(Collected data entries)
Issue #101, opened 2015-10-19
Support for Moshi.Builder(Moshi.Builder) constructor or add method.


serj-lotutovici:
This may sound like a stupid request, and no other (know to me) json library allows such possibilities, but there is a case when this is very handy. I have the following setup:
* One api client that uses Moshi for json parsing.
* The api client is shipped with predefined pojos, some of which require custom adapter factories (set by the api client).
* The api client is used by multiple teams (not only onsite).
* Other teams consume other "private" apis. Which result in -> new pojos and eventually requirement to set new adapters/adapter factories.

The point is that the client could expose in it's builder methods that will just mirror the ones in `Moshi.Builder` (currently 4 of them), but a more cleaner solution, would be just have one method `addAll(builder)` or `addFrom(builder)`.

swankjesse:
What about a mechanism to recover the factories from a `Moshi` instance?

serj-lotutovici:
That was actually my initial idea, but I was afraid that it would sound a little unreasonable. Since `Moshi` also instantiates a `Map` and a `ThreadLocal`, and in my use case this is needed to initialise a bigger `Moshi` object, so some performance geeks would argue that this is redundant memory allocation :smile:.

But it works for me. If you agree on `Moshi.Builder#addFrom(Moshi)` I will come up with a PR later today.

PR #102, opened 2015-10-20
Possibility to create new `Moshi.Builder` from `Moshi` instance.

serj-lotutovici:
Added `Moshi#newBuilder` method, which creates a `Moshi.Builder` with all custom factories.

Discused in #101

### DIFF
--- a/moshi/src/main/java/com/squareup/moshi/Moshi.java
+++ b/moshi/src/main/java/com/squareup/moshi/Moshi.java
@@ -22,6 +22,7 @@ import java.util.ArrayList;
 import java.util.Arrays;
 import java.util.Collections;
 import java.util.LinkedHashMap;
+import java.util.LinkedHashSet;
 import java.util.List;
 import java.util.Map;
 import java.util.Set;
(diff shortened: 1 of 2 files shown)


moshi/src/main/java/com/squareup/moshi/Moshi.java
```diff
@@ -35,14 +36,14 @@
   private final Map<Object, JsonAdapter<?>> adapterCache = new LinkedHashMap<>();
 
   private Moshi(Builder builder) {
-    List<JsonAdapter.Factory> factories = new ArrayList<>();
+    Set<JsonAdapter.Factory> factories = new LinkedHashSet<>();
```
swankjesse: This won't work, because the order will be wrong for factories like `StandardJsonAdapters.FACTORY`.

swankjesse: Probably best to have a constant like `BUILT_IN_FACTORIES` and not add those ones twice.

moshi/src/main/java/com/squareup/moshi/Moshi.java
```diff
@@ -171,6 +172,12 @@ public Builder add(Object adapter) {
       return add(AdapterMethodsFactory.get(adapter));
     }
 
+    /** Add all factories enclosed in the provided moshi instance. */
+    public Builder add(Moshi moshi) {
```
swankjesse: I think we probably want `newBuilder()` instead of this. As-is you can compose a `Moshi` from multiple other `Moshi` instances, and that doesn't make much sense.

swankjesse: ... the drawback of `newBuilder()` is it limits where you can add new factories. Order matters here.

moshi/src/main/java/com/squareup/moshi/Moshi.java
```diff
@@ -162,8 +177,8 @@ private Object cacheKey(Type type, Set<? extends Annotation> annotations) {
       });
     }
 
-    public Builder add(JsonAdapter.Factory jsonAdapter) {
-      factories.add(jsonAdapter);
+    public Builder add(JsonAdapter.Factory factory) {
```
serj-lotutovici: Squeezing in a typo fix :)

moshi/src/main/java/com/squareup/moshi/Moshi.java
serj-lotutovici: should this be something mentioned in the java doc of the method?

moshi/src/main/java/com/squareup/moshi/Moshi.java
```diff
@@ -116,6 +123,14 @@ private Moshi(Builder builder) {
         + type + " annotated " + annotations);
   }
 
+  /** Returns a new builder containing all custom factories used by the current instance. */
+  public Moshi.Builder newBuilder() {
```
swankjesse: This is awesome

moshi/src/main/java/com/squareup/moshi/Moshi.java
swankjesse: Yes!

swankjesse:
Awesome. Thankyou!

* [Task to carry out]: Above are lines of data; count those that hold "addFrom" and answer with the number only.

* [Result of the task]: 2